# Are you in the top 20 this year?



## goldentemperment (May 16, 2012)

We named our pup Ella...so pretty close to Bella, but not quite. We actually didn't consider any of those 2012 names. We also considered Adele, Zola, and Jewel.


----------



## HiTideGoldens (Dec 29, 2009)

We have a Jack but he's 3.5 years old. He is a trendsetter apparently  And our Chloe is almost 3. So yes, but none named this year. Kira and Smooch didn't make the list


----------



## mudEpawz (Jan 20, 2011)

Yup! We made the list!


----------



## Laurie (Sep 20, 2009)

I am pretty sure once again that none of my boys' names will ever make that list!!!


----------



## LilBitBit (Jan 15, 2012)

I have a Buddy...he was almost a Simba, though! Every once in a while now I'll joke that we should have named him Marley because my goodness the trouble he can cause.


----------



## Dallas Gold (Dec 22, 2007)

Yes, our Toby made the list and the popularity of his name is what led me to insist our puppy not be in the top 20. Hubby was intent on two very popular dog names, until Toby's ophthalmology appointment when there were 3 Toby's in the waiting area! We settled on Yogi- hope it remains a little less used!


----------



## FeatherRiverSam (Aug 7, 2009)

Laurie said:


> I am pretty sure once again that none of my boys' names will ever make that list!!!


But what great names they are...some of my favorites.

Didn't see Woodrow / Woody on the list anywhere...

Pete


----------



## SMBC (Jul 31, 2012)

Nope, although I LOVE the name Charlie and that was originally my first choice for our puppy's name...we have decided to go with Champ!


----------



## Brave (Oct 26, 2012)

Dang it! We made the list! 


Sent from my iPhone using Petguide.com Free App


----------



## Wendi (Jul 2, 2012)

Nope, not on the list. Though I do love Daisy. 

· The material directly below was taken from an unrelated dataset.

PR #169, opened 2019-04-17
WIP: remove namespace_id, container_meta:  image and image_id, labels, hos…

szilvesztersimicza:
remove namespace_id, container_meta:  image and image_id, labels, host, master_url fields from kubernetes metadata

The only name on that list of any dog we have ever had is Maggie.


----------



## AlanK (Jun 28, 2008)

Sadly..... Tuff will never make the top 20


----------



## Megora (Jun 7, 2010)

I have a Jack at least....  He's going to be 5 on Sunday, so we beat out Michelle as far as that trend.  

1 out of 2. 

I don't understand why there aren't any little Bertram's on the list.


----------



## BajaOklahoma (Sep 27, 2009)

Nope. I purposely choose names that aren't popular...
I want to be to yell their names and only have my dogs pay attenetion.


----------



## Mayve (Aug 21, 2012)

Nope, Sage isn't on there. That was part of the reason we chose her name.


----------



## Pup (May 12, 2012)

Nope  I have heard more and more people naming their Goldens or Labs, Rain though :uhoh: Thankfully most are spelled "Rayne" and there's only 3 of them  :bowl:


----------



## Vhuynh2 (Feb 13, 2012)

Molly is on the list but I couldn't help it! It fit her so well. Other names I was considering were Sierra, Alaska (from a favorite book), and Miya. Molly seemed to fit best. 

I have never been in a situation where I called Molly and another dog was also Molly. But there was a time when I yelled "Molly, no!" when she was about to jump on this lady at the park and the woman asked, "...are you talking to me?!"


Sent from my iPhone using Petguide.com Free App


----------



## desi.n.nutro (Mar 18, 2011)

Vhuynh2 said:


> But there was a time when I yelled "Molly, no!" when she was about to jump on this lady at the park and the woman asked, "...are you talking to me?!"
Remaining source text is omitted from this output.